Ablation of the AV (atrio-ventricular) node can be performed in order to prevent rapid heart rhythms (such as atrial fibrillation or AF) in the upper chambers of the heart (atria) from being transmitted to the lower chambers (ventricles). It is relatively simple to perform and is very effective in preventing these rapid heart rhythms from otherwise causing excessively fast heart rates that can lead to shortness of breath, palpitations, dizziness or other cardiac complaints. Since the AV node is usually the only pathway for the hearts conduction system to reach the ventricles, all patients must first have a permanent pacemaker implanted so that the pacemaker can provide a normal heart rate.
As mentioned above, the first step is to implant a permanent pacemaker (see section entitled ‘Permanent Pacemakers’) to provide a normal heart rate for patients after the AV node or normal conduction system has been ablated. This is usually done at least two weeks prior to the AV node ablation to ensure that there are no problems with the pacemaker lead position since after an AV node ablation patients are often dependent upon their pacemaker for a normal heart beat. When the AV node ablation is then performed, a single ablation catheter is passed up to the heart (under X-ray guidance) through the femoral vein at the top of the leg in order to cauterise the node. This part of the procedure usually only takes 15-30 minutes and can be done with just local anaesthesia if needed.

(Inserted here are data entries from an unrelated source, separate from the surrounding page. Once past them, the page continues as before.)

PR #4103, opened 2025-06-12
Fix scope of if statement on cloud cost

Sean-Holcomb:
## Commentary for Reviewers
The scope of the if statement which cloudCost.enabled controlled was incorrect in that disabling it only disabled the check on the existence of the secret. I have fixed the scope so that it completely turns off the deployment, and added a helper that checks for cloud cost configuration.

## Testing
Tested using `helm template`


Sean-Holcomb:
Outdated https://github.com/kubecost/cost-analyzer-helm-chart/pull/4137

PR #4109, opened 2025-06-18
Add and mount values configmap to aggregator

kaelanspatel:
## Commentary for Reviewers

Mounts a configmap containing user-configured helm values to the aggregator. This replaces the `HELM_VALUES` env variable that used to be present in the cost-analyzer, so as to serve a `/helmValues` endpoint.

Patients with a permanent pacemaker and AV node ablation will still have rapid heart rhythms in the upper chambers of the heart, the only difference is they will no longer cause rapid heart rates. For this reason it is important to remain on anti-coagulation after the procedure to help prevent blood clots forming in the atria, however, patients may be able to stop other medications that are used to slow the heart rate (after discussion with their cardiologist).
The diagram above shows a normal heart with four chambers (right and left atria at the top and right and left ventricles at the bottom). The hearts normal electrical system is shown in yellow. This patient had a permanent pacemaker lead placed in the right ventricle (in black) two weeks earlier so that AV node ablation could be performed. This is done by passing the ablation catheter (in blue) up to the heart (through the femoral vein at the top of the leg) to cauterise the AV node and prevent any further rapid conduction of heart rates from the atria.